Basic classification: Classify images of clothing

简介: This guide trains a neural network model to classify images of clothing, like sneakers and shirts.

This guide trains a neural network model to classify images of clothing, like sneakers and shirts.

This guide uses tf.keras, a high-level API to build and train models in TensorFlow.

# TensorFlow and tf.keras
import tensorflow as tf

# Helper libraries
import numpy as np
import matplotlib.pyplot as plt

print(tf.__version__)

Import the Fashion MNIST dataset

This guide uses the Fashion MNIST dataset which contains 70,000 grayscale images in 10 categories. The images show individual articles of clothing at low resolution (28 by 28 pixels), as seen here:

Fashion MNIST is intended as a drop-in replacement for the classic MNIST dataset—often used as the "Hello, World" of machine learning programs for computer vision. The MNIST dataset contains images of handwritten digits (0, 1, 2, etc.) in a format identical to that of the articles of clothing you'll use here.
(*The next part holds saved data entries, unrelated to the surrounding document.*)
PR #3028, opened 2023-02-18
river/printer: fix formatting issues with comments

### LINKED ISSUE #3027: Flow: `agent fmt` uses wrong indentation for comments in arrays
Given the following file:

```river
attr = [
	1,
	// Hello!
	2,
]
```

`agent fmt` will move the comment to be aligned with the indentation level of the attribute instead of the elements:

```river 
attr = [
	1,
// Hello!
	2,
]
```

Expected behavior: the comment is indented as the same level as an element in the array.

rfratto:
* Fix issue where adding an inline comment on the same line as a `[` or `{` character would cause indentation issues on subsequent lines.

  This fix involves making sure that wsFormfeed (which starts a new row run with different alignment) is used correctly over wsNewline.

  Also, if writing a comment drops a wsFormfeed, the formfeed character will now be injected back into the resulting config to make sure that desired alignment doesn't get dropped.

* Fix issue where adding a sole line comment interspersed between array elements would be given the wrong indentation.

  This was fixed by making sure indentation is set in the array prior to adding in characters, so when the comment is injected the proper indentation is set.

I'm really not happy with the state of river/printer; it's a bit hard to reason about. I'm hoping in the future we'll have an opportunity to fix the cruft to make it easier to maintain.

Closes #3027.


slim-bean (approved):
sick

slim-bean (approved):
no, i really like this, merge it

This guide uses Fashion MNIST for variety, and because it's a slightly more challenging problem than regular MNIST. Both datasets are relatively small and are used to verify that an algorithm works as expected. They're good starting points to test and debug code.

Here, 60,000 images are used to train the network and 10,000 images to evaluate how accurately the network learned to classify images. You can access the Fashion MNIST directly from TensorFlow. Import and load the Fashion MNIST data directly from TensorFlow:

fashion_mnist = tf.keras.datasets.fashion_mnist

(train_images, train_labels), (test_images, test_labels) = fashion_mnist.load_data()

The images are 28x28 NumPy arrays, with pixel values ranging from 0 to 255. The labels are an array of integers, ranging from 0 to 9. These correspond to the class of clothing the image represents:

Label Class
0 T-shirt/top
1 Trouser
2 Pullover
3 Dress
4 Coat
5 Sandal
6 Shirt
7 Sneaker
8 Bag
9 Ankle boot

Each image is mapped to a single label. Since the class names are not included with the dataset, store them here to use later when plotting the images:

class_names = ['T-shirt/top', 'Trouser', 'Pullover', 'Dress', 'Coat',
               'Sandal', 'Shirt', 'Sneaker', 'Bag', 'Ankle boot']

Preprocess the data

Scale these values to a range of 0 to 1 before feeding them to the neural network model. To do so, divide the values by 255. It's important that the training set and the testing set be preprocessed in the same way:

train_images = train_images / 255.0

test_images = test_images / 255.0

Build the model

Building the neural network requires configuring the layers of the model, then compiling the model.

Set up the layers

The basic building block of a neural network is the layer. Layers extract representations from the data fed into them. Hopefully, these representations are meaningful for the problem at hand.

Most of deep learning consists of chaining together simple layers. Most layers, such as tf.keras.layers.Dense, have parameters that are learned during training.

model = tf.keras.Sequential([
    tf.keras.layers.Flatten(input_shape=(28, 28)),
    tf.keras.layers.Dense(128, activation='relu'),
    tf.keras.layers.Dense(10)
])

The first layer in this network, tf.keras.layers.Flatten, transforms the format of the images from a two-dimensional array (of 28 by 28 pixels) to a one-dimensional array (of 28 * 28 = 784 pixels). Think of this layer as unstacking rows of pixels in the image and lining them up. This layer has no parameters to learn; it only reformats the data.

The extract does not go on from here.